3PAR’s head of marketing put up a slide that showed 3PAR had penetrated seven of the ten leading CSP’s. Here’s a copy of that slide from the now-famous meeting that day in Monterey:
The team agreed – focusing on cloud service providers and being the best possible supplier to these firms would confer advantage to 3PAR. If they could win in that market space, they could reach new small and mid-sized markets (where they didn’t have a channel) and eventually win in enterprise markets as internal IT shops increasingly emulated CSPs.
Grow Fast or Get Acquired
Scott got the team focused on this mission and reminded them that these were the roots of 3PAR. Scott reminded them that they’d beaten adversity before and raised $100M to launch 3PAR during the dot com blowup. Since inception they’d been focused like a laser on the utility model. He pulled out two documents, an early 3PAR business plan and the Red Herring prospectus prior to 3PAR’s IPO. Scott reminded the team that the company’s strategy had always been to provide so-called utility storage. At the time of the company’s launch, storage service providers (SSPs) were the hot market space but that market tanked, forcing 3PAR to sell to other industry segments (e.g. financial services). The market was now moving back in 3PAR’s direction under a new name — cloud services — and 3PAR was perfectly positioned to capitalize.
3PAR’s growth strategy, Scott said, was to parlay its lead in simplicity and efficiency and go hard after cloud infrastructure players. This was the fastest growing segment of 3PAR’s business, and the company was clearly gaining traction in the space. If it stuck to its knitting, it would eventually catch lightning in a bottle.
Scott turned to the CFO and asked him to put forth some growth scenarios. When, asked Scott, can we hit $1B in revenue? We are growing fast but can we grow faster? The CFO put up this chart showing 3PAR’s revenues from 2009 (actual) and its projections for 2010 and beyond. He showed four average annual growth scenarios over time of 25% (the Wall Street consensus at the time); 30%, 40% and 75%.
The data suggested that at its current growth rate it would take 3PAR more than five years to hit its target. The concern was that by then the market would have passed the company by, and it would have great difficulty maintaining its leadership position. Even if 3PAR could take its current 2-year growth rate from 25% to 40% it wouldn’t hit $1B until 2014. Scott didn’t see this as a viable scenario to take back to the board. He said 3PAR needed to get there within 24 months – how do they do it?

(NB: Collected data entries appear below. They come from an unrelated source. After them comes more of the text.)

PR #3263, opened 2026-08-08
fix(api): gate partner-wide script writes on canManagePartnerWidePolicies (#3262)

### LINKED ISSUE #3262: [API][Security] POST /scripts allows partner-wide script creation without canManagePartnerWidePolicies — 'selected'-access users can push SYSTEM-level code to every org
## Problem

`POST /scripts` lets a partner-scoped user create a **partner-wide script** without checking `canManagePartnerWidePolicies`. Scripts execute as SYSTEM on every managed endpoint, and a partner-wide script applies to **every organization under the partner, including organizations created later**.

The gate in `apps/api/src/routes/scripts.ts:502-506` is scope-only:

```ts
} else if (auth.scope === 'partner') {
  if (data.availability === 'partner') {
    orgId = null;
    partnerId = auth.partnerId ?? null;
    if (!partnerId) return c.json({ error: 'Partner context required' }, 403);
  }
```

Confirmed absent from the file:

- `grep -c canManagePartnerWidePolicies apps/api/src/routes/scripts.ts` → **0**
- `grep -c partnerOrgAccess apps/api/src/routes/scripts.ts` → **0**

## Why scope alone is insufficient

`services/partnerWideAccess.ts` is explicit that this exact substitution is the bug it exists to prevent:

```ts
export function canManagePartnerWidePolicies(auth) {
  return auth.scope === 'system' || (auth.scope === 'partner' && auth.partnerOrgAccess === 'all');
}
```

with the doc comment: *"Deliberately NOT derivable from accessibleOrgIds: a 'selected' user whose selection happens to cover every current org still must not administer partner-wide state."*

So a partner user with `partner_users.org_access = 'selected'` — scoped to, say, three of a partner's eighty customers — can today create a script that runs as SYSTEM across **all eighty**, including customers they have no grant for and customers onboarded next year.

CLAUDE.md names this contract directly: *"gate partner-wide create/update/delete on `canManagePartnerWidePolicies(auth)` (`services/partnerWideAccess.ts` — the single source of truth)."*

## This is inconsistent with the rest of the codebase

Routes that do it correctly: `peripheralControl.ts:508`, `accessReviews.ts`, `partnerLoginBranding.ts`, `huntress.ts`, `sensitiveData.ts`, `networkKnownGuests.ts`, `pax8.ts`, `roles.ts`, `sso.ts`. Scripts is the outlier — and it is the one carrying arbitrary code execution.

## Fix

1. Gate partner-wide create on `canManagePartnerWidePolicies(auth)`, returning `PARTNER_WIDE_WRITE_DENIED_MESSAGE` with 403 — matching `peripheralControl.ts:508`.
2. Apply the same gate to **update and delete** of a script whose `orgId IS NULL` (partner-owned). A user who cannot create one must not be able to edit or remove one either.
3. Audit existing partner-wide scripts (`orgId IS NULL AND partner_id IS NOT NULL`) and check whether any were created by a `selected`-access user.
4. Regression test: partner scope + `partnerOrgAccess: 'selected'` + `availability: 'partner'` → 403.

## Severity

Partner-scoped, not cross-partner — RLS still confines it to the caller's own partner, so this is not a tenant-isolation breach. Within a partner it is a **privilege-escalation path to SYSTEM-level code execution across orgs the user was never granted**, which is why it is worth fixing ahead of the feature work that would amplify it.

## Found via

Adversarial design review of #3245 (script bundle import), which proposed `availability: 'partner'` as the recommended default for imported bundles — that would fan a bundle through this same ungated path. #3245 now depends on this being fixed first. Epic #3249.

bdunncompany:
Fixes #3262.

Partner **scope** was standing in for the partner-wide **capability**. `canManagePartnerWidePolicies` appeared nowhere in `scripts.ts`, and its doc comment names this exact substitution as the thing it exists to prevent.

## Four sites, not one

Your issue names the create path and asks for update/delete too. Building it surfaced a fourth that isn't in the issue — and it's the one I'd most expect to be missed:

| # | Vector | Prior guard | Gap |
|---|---|---|---|
| 1 | **Create** with `availability: 'partner'` | `auth.scope === 'partner'` | the reported vector |
| 2 | **Widen** an org script to partner-wide on edit | `resolveRescopeTarget` checked scope only | **a second creation vector for the same privilege** |
| 3 | **Edit** an existing partner-wide script | blocked only `auth.scope === 'organization'` | a partner `selected` user could rewrite code already running as SYSTEM everywhere |
| 4 | **Delete** an existing partner-wide script | same guard, same gap | removes automation from every org under the partner |

Sites 3 and 4 already had a partner-wide guard — it just tested the wrong thing. It kept *org-scoped* users out and let every partner-scoped user through regardless of `org_access`.

Site 2 is the one worth a second look on review: `availability: 'partner'` on `PUT /:id` reaches partner-wide state without ever touching the create handler, so gating create alone would have left the privilege fully reachable.

## Implementation

Follows `peripheralControl.ts:508` verbatim — `PARTNER_WIDE_WRITE_DENIED_MESSAGE` with 403 — matching the nine other routes you listed as doing it correctly.

`RescopeAuth` gains `partnerOrgAccess` (the capability is deliberately not derivable from `accessibleOrgIds`, so it has to be carried) and its `scope` narrows from `string` to `AuthContext['scope']` so the capability check typechecks.

## Tests, and the control that mattered

Five: four denials — create, widen, edit, delete as a partner user with `partnerOrgAccess: 'selected'` — plus a positive control proving a **full-partner admin can still widen**, so the denials can't pass on a handler that simply rejects every partner write.

The two existing partner-auth helpers now default to `partnerOrgAccess: 'all'`. That is the user those positive cases always meant to describe; without it the gate would have failed pre-existing tests, which is itself a small signal the fixture was under-specified.

All five were run against the un-fixed code. **My first control attempt was wrong and worth flagging**: I neutered the guards with a regex that matched only two of the four call sites — the edit/delete guards use a different expression shape — so only two denials failed and I would have shipped two unproven tests. Neutering `canManagePartnerWidePolicies` itself to `return true` gives the honest result:

```
× create as 'selected'   FAIL
× widen  as 'selected'   FAIL
× edit   as 'selected'   FAIL
× delete as 'selected'   FAIL
✓ widen  as 'all'        PASS   (control still passes)
```

## Gate

`tsc --noEmit` exit 0 · `vitest run` 1285 files / 20525 tests / 0 failures · `eslint` clean on both changed files.

## Left out deliberately

Your point 3 — auditing existing `orgId IS NULL AND partner_id IS NOT NULL` scripts for any created by a `selected`-access user — is a query against your deployment rather than a code change, so it isn't in this diff.

### DIFF
--- a/apps/api/src/routes/scripts.test.ts
+++ b/apps/api/src/routes/scripts.test.ts
@@ -1045,6 +1045,51 @@ describe('scripts routes', () => {
       expect(insertedValues?.partnerId).toBe(PARTNER_ID);
     });
 
+    // #3262 control: the capability gate covers ONLY partner-wide writes. A
+    // selected-access user must keep every org-scoped ability — without this,
+    // a refactor that hoists the gate above the availability branch (denying
+    // ALL partner-scope writes) would pass the suite green.
+    it('#3262: a selected-access partner user still creates an org-scoped script', async () => {
+      const { authMiddleware } = await import('../middleware/auth');
+      vi.mocked(authMiddleware).mockImplementationOnce((c: any, next: any) => {
+        c.set('auth', makePartnerAuth('selected'));
+        return next();
+      });
+
+      let insertedValues: any;
+      vi.mocked(db.insert).mockReturnValue({
+        values: vi.fn().mockImplementation((vals: any) => {
+          insertedValues = vals;
+          return {
+            returning: vi.fn().mockResolvedValue([{
+              id: SCRIPT_ID_1,
+              name: 'Org Script',
+              orgId: ORG_ID,
+              partnerId: PARTNER_ID,
+              isSystem: false
+            }])
+          };
+        })
+      } as any);
+
+      const res = await app.request('/scripts', {
+        method: 'POST',
+        headers: { 'Content-Type': 'application/json', Authorization: 'Bearer valid-token' },
+        body: JSON.stringify({
+          name: 'Org Script',
+          osTypes: ['windows'],
+          language: 'powershell',
+          content: 'echo hi',
+          orgId: ORG_ID,
+          availability: 'org'
+        })
+      });
+
+      expect(res.status).toBe(201);
+      expect(insertedValues?.orgId).toBe(ORG_ID);
+      expect(insertedValues?.partnerId).toBe(PARTNER_ID);
+    });
+
     it('org user editing a partner-wide script (org_id=null, partner_id set) → 403', async () => {
       const { authMiddleware } = await import('../middleware/auth');
       vi.mocked(authMiddleware).mockImplementationOnce((c: any, next: any) => {
@@ -1326,6 +1371,28 @@ describe('scripts routes', () => {
 
       expect(res.status).toBe(200);
       expect(getSet().orgId).toBeNull();
+    });
+
+    // Control for the DELETE gate: it must deny on capability, not on partner
+    // scope generally — a gate that 403'd every partner delete of a
+    // partner-wide script would pass the denial tests above.
+    it('#3262: a full-partner admin still deletes a partner-wide script', async () => {
+      await withAuth(makePartnerAuth('all'));
+      // Serves the script lookup AND the active-executions count (0 = none).
+      mockScriptLookup({
+        id: SCRIPT_ID_1, name: 'Partner Script', orgId: null, partnerId: PARTNER_ID,
+        isSystem: false, content: 'echo hi', version: 1,
+      }, 0);
+      const getSet = captureUpdate({ id: SCRIPT_ID_1 });
+
+      const res = await app.request(`/scripts/${SCRIPT_ID_1}`, {
+        method: 'DELETE',
+        headers: { Authorization: 'Bearer valid-token' },
+      });
+
+      expect(res.status).toBe(200);
+      // Soft delete: the handler stamps deletedAt rather than issuing a DELETE.
+      expect(getSet().deletedAt).toBeInstanceOf(Date);
     });
 
     it('partner user moves a script org→org (when no references exist)', async () => {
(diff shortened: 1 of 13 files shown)


ToddHebebrand:
Thanks @bdunncompany — solid work catching the fourth vector (widen-via-rescope) that the issue didn't name. CI was green and a high-effort review confirmed the gating logic is correct across all four paths.

I pushed one maintainer commit (1cfe0e8) on top with two defense-in-depth hardenings the review flagged, so the whole fix lands atomically:

- **Same-partner ownership check in the app layer.** The new PUT/DELETE guards checked the capability but relied on RLS row-invisibility alone for cross-partner containment. There's no exploit today, but any future refactor that loads scripts under a system DB context (the #1105 pattern) would have turned that into cross-tenant write/delete. The guard now returns 404 (not a leaky 403) when `script.partnerId !== auth.partnerId` — one pre-existing rescope test updated accordingly since the ownership guard now fires first.
- **`RescopeAuth.partnerOrgAccess` is now a required key** so future callers can't omit it and silently compile into fail-closed 403s for genuine full-partner admins.
- Both route guards now share one `partnerWideScriptWriteError` helper so PUT and DELETE can't drift.

Will merge once CI is green on the new commit.

bdunncompany:
Thanks — and both hardenings are right, particularly the second one.

Making `RescopeAuth.partnerOrgAccess` required is the correction I should have made myself. I typed it optional because `AuthContext.partnerOrgAccess` is optional and the required form failed `tsc`, so I took the change that silenced the error rather than the one that preserved the invariant. Optional is the strictly worse choice here: a future caller who omits it gets `undefined`, fails `canManagePartnerWidePolicies` closed, and hands a genuine full-partner admin a spurious 403 — a failure that compiles clean and looks like a permissions bug rather than a missing field. Required forces the caller to think.

The same-partner 404 is a gap I didn't consider at all. I reasoned about the capability axis and treated cross-partner containment as settled by RLS, which is true today and exactly the assumption a future system-context refactor would quietly invalidate — the #1105 shape. Worth me carrying forward: on a tenancy guard, check the ownership axis in the app layer too rather than delegating it to RLS, even when RLS currently covers it.

Nothing needed from me here — flagging only that I read it, since the comment landed just after the squash-merge.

The problem the 3PAR management team realized was that while the company’s products were excellent and its strategy was right on, it didn’t have the sales bandwidth, brand recognition or market power to suddenly call forth a 75% growth scenario. There were no knobs that management could turn without diluting shareholder value considerably in the short term. While cloud was hot, way back in 2010, it still hadn’t achieved the level of dominance it enjoys today in 2015. Cloud simply wasn’t big enough and 3PAR either needed more time or a bigger partner.
Get Acquired
The team started looking at acquisition scenarios. There were two obvious candidates; HP and Dell. HP was a mess. It just lost its CEO to a bizarre scandal, and the company was in the midst of swallowing the Ethernet networking company 3Com and several smaller storage players. It wasn’t in a position to make a move.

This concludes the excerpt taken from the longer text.